In a small study comparing children with CIs and CP with those with CIs alone (n=8; age and sex-matched pairs), audiologic outcomes were mixed.51 Within the CP group, four children performed similarly to their matched peers on measures of receptive and expressive language, speech perception, and social maturity. These children had less severe cognitive and motor impairment. The remaining four children in the CP group had a more severe degree of impairment and demonstrated slower rates of improvement in speech and auditory perception over time compared with the control group. Cruz et al also found that children with CP (n=4) develop language at a slower rate than CI children without additional disabilities.16 The CP group also displayed higher rates of externalizing behaviors (eg, aggression) than typically developing children prior to implantation.

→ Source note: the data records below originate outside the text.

PR #1562, opened 2021-01-05
README: fix bluepill link

wuhanstudio:
Hi, it seems like the STM32Duino wiki url is invalid, because the wiki has moved to a new site.

[https://stm32duinoforum.com/forum/wiki_subdomain/index_title_Blue_Pill.html](https://stm32duinoforum.com/forum/wiki_subdomain/index_title_Blue_Pill.html)

### DIFF
--- a/README.md
+++ b/README.md
@@ -74,7 +74,7 @@ The following 32 microcontroller boards are currently supported:
 * [PineTime DevKit](https://www.pine64.org/pinetime/)
 * [SiFIve HiFive1](https://www.sifive.com/boards/hifive1)
 * [ST Micro "Nucleo F103RB"](https://www.st.com/en/evaluation-tools/nucleo-f103rb.html)
-* [ST Micro STM32F103XX "Bluepill"](http://wiki.stm32duino.com/index.php?title=Blue_Pill)
+* [ST Micro STM32F103XX "Bluepill"](https://stm32-base.org/boards/STM32F103C8T6-Blue-Pill)
 * [ST Micro STM32F407 "Discovery"](https://www.st.com/en/evaluation-tools/stm32f4discovery.html)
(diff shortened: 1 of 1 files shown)


README.md
```diff
@@ -74,7 +74,7 @@ The following 32 microcontroller boards are currently supported:
 * [PineTime DevKit](https://www.pine64.org/pinetime/)
 * [SiFIve HiFive1](https://www.sifive.com/boards/hifive1)
 * [ST Micro "Nucleo F103RB"](https://www.st.com/en/evaluation-tools/nucleo-f103rb.html)
-* [ST Micro STM32F103XX "Bluepill"](http://wiki.stm32duino.com/index.php?title=Blue_Pill)
+* [ST Micro STM32F103XX "Bluepill"](https://stm32duinoforum.com/forum/wiki_subdomain/index_title_Blue_Pill.html)
```
aykevl: The wiki has not moved. The original wiki has gone down and someone made a read-only copy.

In this case, I think it is better to link to the archived copy of this webpage: https://web.archive.org/web/20190527040051/http://wiki.stm32duino.com/index.php?title=Blue_Pill
The archive.org copy is much more likely to stay up and makes it clear it's a read-only copy. If this wiki becomes alive again, we can adjust the URL again to the live version.

wuhanstudio: Hi, indeed it's not proper to use a read-only copy.

What do you think of this one, it's from stm32duino offical website for bluepill:

[https://stm32-base.org/boards/STM32F103C8T6-Blue-Pill](https://stm32-base.org/boards/STM32F103C8T6-Blue-Pill)

[https://github.com/stm32duino/Arduino_Core_STM32/blob/master/README.md#generic-stm32f1-boards](https://github.com/stm32duino/Arduino_Core_STM32/blob/master/README.md#generic-stm32f1-boards)

aykevl: Yes, that URL also looks good to me.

However, externalizing behaviors decreased over time at a rate similar to that in the control group.
Steven et al evaluated the speech recognition scores of 36 children with CP 2 years after implantation without a control group.52 Results showed that children with mild cognitive disabilities displayed speech recognition scores that were significantly higher than those with severe impairments. Similarly, Bacciu et al reported on the auditory perception and speech intelligibility of five children with CP and CIs (mean age at implantation 91.6±9.7 years).53 All five children demonstrated substantial improvements in auditory perception and speech intelligibility at least 1 year after device activation.
In conclusion, results were mixed, with children who had more severe CP developing language at a slower rate than those with milder CP. The findings across studies are similar to those for children with DD. It is evident that children with CP do improve following cochlear implantation, although expectations for development may need to be adjusted based on the degree of impairment. Furthermore, specific accommodations are often needed to assist the child with CP in wearing the implant device. A physical or occupational therapist should be consulted when making these adjustments.
Learning disorder (LD), also known as “specific learning disorder” in the Diagnostic and Statistical Manual of Mental Disorders, Fifth Edition (DSM-5), is a neurodevelopmental disorder characterized by persistent difficulties learning core academic skills.20 Key academic skills include reading single words accurately and fluently, reading comprehension, written expression and spelling, calculation, and mathematical reasoning. LD occurs due to an interaction of genetic, epigenetic, and environmental factors that affect the brain’s ability to perceive or process verbal or nonverbal information efficiently and accurately. In contrast to talking and walking, which are acquired developmental milestones that occur with maturation of the brain, academic skills must be explicitly taught and learned.20 LDs disrupt the acquisition of learning skills, despite having an adequate opportunity to learn.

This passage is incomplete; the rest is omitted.